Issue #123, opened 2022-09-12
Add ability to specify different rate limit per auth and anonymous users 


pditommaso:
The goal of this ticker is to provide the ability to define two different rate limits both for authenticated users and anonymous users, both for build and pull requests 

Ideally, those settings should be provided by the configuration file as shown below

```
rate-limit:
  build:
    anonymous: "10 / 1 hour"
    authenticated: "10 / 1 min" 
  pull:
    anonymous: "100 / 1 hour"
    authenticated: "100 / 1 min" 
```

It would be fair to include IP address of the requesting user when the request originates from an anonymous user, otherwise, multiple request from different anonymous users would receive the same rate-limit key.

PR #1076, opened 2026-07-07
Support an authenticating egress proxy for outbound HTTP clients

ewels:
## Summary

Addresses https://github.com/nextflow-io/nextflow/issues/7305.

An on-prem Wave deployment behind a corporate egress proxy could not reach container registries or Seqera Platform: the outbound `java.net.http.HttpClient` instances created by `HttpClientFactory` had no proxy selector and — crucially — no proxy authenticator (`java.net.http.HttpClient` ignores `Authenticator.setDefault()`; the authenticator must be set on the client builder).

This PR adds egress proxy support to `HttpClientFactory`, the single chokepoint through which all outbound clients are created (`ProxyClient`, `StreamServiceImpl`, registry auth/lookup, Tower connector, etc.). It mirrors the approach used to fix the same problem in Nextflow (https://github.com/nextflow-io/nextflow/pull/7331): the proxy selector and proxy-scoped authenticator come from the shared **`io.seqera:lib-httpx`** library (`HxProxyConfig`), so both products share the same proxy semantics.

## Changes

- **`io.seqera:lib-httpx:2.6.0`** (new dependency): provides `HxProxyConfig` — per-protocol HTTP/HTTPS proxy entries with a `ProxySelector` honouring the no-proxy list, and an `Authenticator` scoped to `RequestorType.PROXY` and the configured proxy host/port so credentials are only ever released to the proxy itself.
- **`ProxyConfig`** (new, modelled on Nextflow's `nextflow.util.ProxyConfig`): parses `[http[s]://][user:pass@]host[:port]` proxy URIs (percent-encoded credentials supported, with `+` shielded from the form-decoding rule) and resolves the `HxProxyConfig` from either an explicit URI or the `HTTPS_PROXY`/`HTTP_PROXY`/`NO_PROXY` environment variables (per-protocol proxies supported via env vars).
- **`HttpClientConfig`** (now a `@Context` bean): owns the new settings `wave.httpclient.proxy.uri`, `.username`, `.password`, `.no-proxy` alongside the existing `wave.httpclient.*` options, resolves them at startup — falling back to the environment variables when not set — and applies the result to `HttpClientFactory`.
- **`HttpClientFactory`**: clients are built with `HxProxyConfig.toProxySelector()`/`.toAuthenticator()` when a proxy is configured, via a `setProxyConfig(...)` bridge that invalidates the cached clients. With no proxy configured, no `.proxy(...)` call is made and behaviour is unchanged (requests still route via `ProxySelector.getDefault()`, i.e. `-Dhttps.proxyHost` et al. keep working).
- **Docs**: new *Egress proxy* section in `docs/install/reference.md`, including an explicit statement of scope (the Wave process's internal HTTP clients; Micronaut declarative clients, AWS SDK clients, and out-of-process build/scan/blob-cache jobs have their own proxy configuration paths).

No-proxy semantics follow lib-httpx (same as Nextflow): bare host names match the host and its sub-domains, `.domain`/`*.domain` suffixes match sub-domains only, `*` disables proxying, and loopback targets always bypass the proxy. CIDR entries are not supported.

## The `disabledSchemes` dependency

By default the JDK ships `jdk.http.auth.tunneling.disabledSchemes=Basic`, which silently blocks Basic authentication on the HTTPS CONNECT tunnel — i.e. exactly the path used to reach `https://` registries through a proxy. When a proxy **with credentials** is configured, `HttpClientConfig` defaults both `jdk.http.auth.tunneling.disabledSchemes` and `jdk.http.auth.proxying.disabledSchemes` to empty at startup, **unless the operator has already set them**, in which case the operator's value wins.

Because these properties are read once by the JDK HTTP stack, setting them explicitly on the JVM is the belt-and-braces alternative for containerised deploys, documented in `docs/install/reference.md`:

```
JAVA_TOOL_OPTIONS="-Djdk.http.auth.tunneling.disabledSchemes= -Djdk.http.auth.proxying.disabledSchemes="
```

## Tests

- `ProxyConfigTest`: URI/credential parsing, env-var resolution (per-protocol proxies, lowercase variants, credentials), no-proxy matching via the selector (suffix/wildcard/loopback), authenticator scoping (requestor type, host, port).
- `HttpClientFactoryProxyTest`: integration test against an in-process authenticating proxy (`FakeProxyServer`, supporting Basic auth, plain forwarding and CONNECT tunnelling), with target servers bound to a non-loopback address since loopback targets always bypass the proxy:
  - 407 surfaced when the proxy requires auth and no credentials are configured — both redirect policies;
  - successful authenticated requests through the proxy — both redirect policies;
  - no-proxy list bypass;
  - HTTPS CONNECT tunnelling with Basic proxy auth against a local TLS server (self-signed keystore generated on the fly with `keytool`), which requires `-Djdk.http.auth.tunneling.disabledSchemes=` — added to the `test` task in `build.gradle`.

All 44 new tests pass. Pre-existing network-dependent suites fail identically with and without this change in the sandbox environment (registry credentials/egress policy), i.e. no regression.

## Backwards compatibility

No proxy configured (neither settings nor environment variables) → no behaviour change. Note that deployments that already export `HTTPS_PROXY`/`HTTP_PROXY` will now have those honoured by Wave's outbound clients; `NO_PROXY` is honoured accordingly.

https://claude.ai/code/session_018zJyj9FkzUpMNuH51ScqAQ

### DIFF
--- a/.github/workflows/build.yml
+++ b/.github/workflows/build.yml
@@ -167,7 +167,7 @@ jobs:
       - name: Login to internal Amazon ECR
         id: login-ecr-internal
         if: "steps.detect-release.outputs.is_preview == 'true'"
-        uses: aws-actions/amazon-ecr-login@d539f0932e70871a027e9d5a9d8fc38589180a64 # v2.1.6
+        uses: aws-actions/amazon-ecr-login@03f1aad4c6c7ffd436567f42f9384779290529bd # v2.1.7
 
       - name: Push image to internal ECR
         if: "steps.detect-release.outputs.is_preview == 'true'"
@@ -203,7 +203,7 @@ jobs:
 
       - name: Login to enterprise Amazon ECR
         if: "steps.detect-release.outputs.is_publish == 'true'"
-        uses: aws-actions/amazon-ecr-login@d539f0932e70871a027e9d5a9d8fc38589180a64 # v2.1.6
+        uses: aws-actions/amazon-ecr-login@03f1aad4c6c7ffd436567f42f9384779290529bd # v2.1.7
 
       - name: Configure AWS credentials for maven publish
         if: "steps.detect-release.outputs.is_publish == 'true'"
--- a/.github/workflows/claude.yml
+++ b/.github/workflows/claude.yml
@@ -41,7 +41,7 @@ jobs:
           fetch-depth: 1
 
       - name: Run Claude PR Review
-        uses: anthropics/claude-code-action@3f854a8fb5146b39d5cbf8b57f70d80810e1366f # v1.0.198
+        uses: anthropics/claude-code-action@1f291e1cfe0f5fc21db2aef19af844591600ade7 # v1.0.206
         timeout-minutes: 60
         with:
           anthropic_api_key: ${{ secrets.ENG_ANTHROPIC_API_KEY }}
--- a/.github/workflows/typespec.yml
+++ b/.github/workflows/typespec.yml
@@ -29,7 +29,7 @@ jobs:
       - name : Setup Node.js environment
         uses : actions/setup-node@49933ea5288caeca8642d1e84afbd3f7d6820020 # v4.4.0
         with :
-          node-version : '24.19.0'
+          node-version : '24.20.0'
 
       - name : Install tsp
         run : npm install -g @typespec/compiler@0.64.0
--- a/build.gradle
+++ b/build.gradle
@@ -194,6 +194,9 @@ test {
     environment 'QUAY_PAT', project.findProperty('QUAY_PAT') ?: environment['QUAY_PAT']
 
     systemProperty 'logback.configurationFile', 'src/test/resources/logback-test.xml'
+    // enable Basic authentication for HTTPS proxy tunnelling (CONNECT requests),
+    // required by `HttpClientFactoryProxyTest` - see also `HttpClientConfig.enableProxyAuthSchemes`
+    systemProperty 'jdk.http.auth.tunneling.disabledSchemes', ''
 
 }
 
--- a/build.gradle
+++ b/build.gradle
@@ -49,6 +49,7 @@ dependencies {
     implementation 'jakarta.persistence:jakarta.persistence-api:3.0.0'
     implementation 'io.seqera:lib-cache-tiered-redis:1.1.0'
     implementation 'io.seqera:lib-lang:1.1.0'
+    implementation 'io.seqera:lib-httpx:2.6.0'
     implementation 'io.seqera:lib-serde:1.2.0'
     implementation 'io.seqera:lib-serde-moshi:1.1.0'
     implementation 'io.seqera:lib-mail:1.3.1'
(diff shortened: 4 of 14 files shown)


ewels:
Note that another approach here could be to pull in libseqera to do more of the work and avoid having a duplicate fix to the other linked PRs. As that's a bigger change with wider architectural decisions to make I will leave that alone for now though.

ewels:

________________________

• [What is required]
Output the data exactly, from the first line through the line that holds "Addresses https://github.com/nextflow-io/nextflow/issues/7305.", so that no later line appears.

• [Solution]
Issue #123, opened 2022-09-12
Add ability to specify different rate limit per auth and anonymous users 


pditommaso:
The goal of this ticker is to provide the ability to define two different rate limits both for authenticated users and anonymous users, both for build and pull requests 

Ideally, those settings should be provided by the configuration file as shown below

```
rate-limit:
  build:
    anonymous: "10 / 1 hour"
    authenticated: "10 / 1 min" 
  pull:
    anonymous: "100 / 1 hour"
    authenticated: "100 / 1 min" 
```

It would be fair to include IP address of the requesting user when the request originates from an anonymous user, otherwise, multiple request from different anonymous users would receive the same rate-limit key.

PR #1076, opened 2026-07-07
Support an authenticating egress proxy for outbound HTTP clients

ewels:
## Summary

Addresses https://github.com/nextflow-io/nextflow/issues/7305.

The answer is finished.